Stored data entries
Start of Block
PR #1567, opened 2023-05-08
Preload Identity card background

nmattia:
The "Internet Identity" card background is an image that must be loaded from the canister, which can take a few seconds. This ensures that when used in the identity creation flow, the browser can already start fetching the image as the user is dealing with the CAPTCHA (optimistically assume the user will succeed, at very little cost if the user does not actually succeed).

Before, with network throttling (2s/request):

https://user-images.githubusercontent.com/6930756/236805453-4826804f-4101-4dd5-8011-2bf60104794f.mov

After, with network throttling (2s/request):

https://user-images.githubusercontent.com/6930756/236805523-b54f7b55-e444-47b7-8000-39898684c4ab.mov

### DIFF
--- a/src/frontend/src/flows/register/finish.ts
+++ b/src/frontend/src/flows/register/finish.ts
@@ -95,7 +95,7 @@ export const displayUserNumberTemplate = ({
 };
 
 // A non-exported wrapper around HTMLImageElement, to ensure this exact image is loaded
-// (a no other image is passed as an argument to this page)
+// (and no other image is passed as an argument to this page)
 class IdentityBackground {
   public img: HTMLImageElement;
 
--- a/src/frontend/src/flows/register/finish.ts
+++ b/src/frontend/src/flows/register/finish.ts
@@ -9,12 +9,14 @@ import { createRef, ref, Ref } from "lit-html/directives/ref.js";
 export const displayUserNumberTemplate = ({
   onContinue,
   userNumber,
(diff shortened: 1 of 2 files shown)


src/frontend/src/flows/register/finish.ts
```diff
@@ -92,10 +94,56 @@ export const displayUserNumberTemplate = ({
   });
 };
 
+// A non-exported wrapper around HTMLImageElement, to ensure this exact image is loaded
+// (a no other image is passed as an argument to this page)
```
nmattia, line 98:
```suggestion
// (and no other image is passed as an argument to this page)
```

src/frontend/src/flows/register/finish.ts
```diff
@@ -92,10 +94,56 @@ export const displayUserNumberTemplate = ({
...
+    img.classList.add("c-input--id__art");
+    img.alt = "";
+    this.img = img;
+  }
+}
+
 export const displayUserNumberPage = renderPage(displayUserNumberTemplate);
 
-export const displayUserNumber = (userNumber: bigint): Promise<void> => {
+// Omit specified functions parameters, for instance OmitParams<..., "foo" | "bar">
```
frederikrothenberger, line 113: Technically, it omits properties from the first argument rather than parameters, right?

frederikrothenberger (approved):
Thanks!

PR #1575, opened 2023-05-09
Fix empty recovery clipboard on Firefox

peterpeterparker:
# Motivation

Parsing the recovery phrase does not work in Firefox, only the first input gets populated.

# Changes

- workaround: set again the same data to the clipboard one the event is created


src/frontend/src/flows/recovery/recoverWith/phrase.ts
```diff
@@ -227,12 +227,18 @@ export const wordTemplate = ({
           if (rest.length <= 0) {
             return;
           }
+
```
nmattia, line 230:
```suggestion
```

src/frontend/src/flows/recovery/recoverWith/phrase.ts
```diff
@@ -227,12 +227,18 @@ export const wordTemplate = ({
...
           const newData = new DataTransfer();
           newData.setData("text", rest.join(" "));
+
```
nmattia, line 233:
```suggestion
```

nmattia (approved):
LGTM, thanks!

PR #1578, opened 2023-05-09
Add a flag to control storage migration v6 to v7.

przydatek:
Add a flag to `InternetIdentityInit` to control the storage layout migration from v6 to v7 (with `MemoryManager`).
GIX-1424

### DIFF
--- a/src/internet_identity/src/storage.rs
+++ b/src/internet_identity/src/storage.rs
@@ -232,7 +232,6 @@ impl<M: Memory> AnchorMemory<M> {
 
 pub enum StableMemory<M: Memory> {
     Single(M),
-    #[allow(dead_code)]
     Managed(M),
 }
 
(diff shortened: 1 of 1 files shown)


src/internet_identity/src/main.rs
```diff
@@ -328,10 +328,18 @@ fn acknowledge_entries(sequence_number: u64) {
...
+    }
+    let arg = maybe_arg.as_ref().unwrap();
+    arg.migrate_storage_to_memory_manager.unwrap_or(false)
+}
+
 #[init]
 fn init(maybe_arg: Option<InternetIdentityInit>) {
     init_assets();
-    state::init_new();
+    state::init_new(migrate_to_memory_manager(&maybe_arg));
```
frederikrothenberger, line 342: Does `init_new` need the option to initialize as `v6`? I think it's fine to initialize as v7 now.

frederikrothenberger (approved):
You should be able to remove the `#[allow(dead_code)]` attributes, right?

src/internet_identity/src/main.rs
przydatek: As discussed offline, keeping as-is, for consistency.  The flag and this code will be removed after migration is done.

przydatek (commented):
Thanks for the review!
I've removed all `dead_code`-annotations, except for one which is still needed.
Will proceed with merging once CI is green.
End of Block
◆ What is expected:
Look through the entries above; copy every line holding the string "network".

◆ Response area:
Before, with network throttling (2s/request):
After, with network throttling (2s/request):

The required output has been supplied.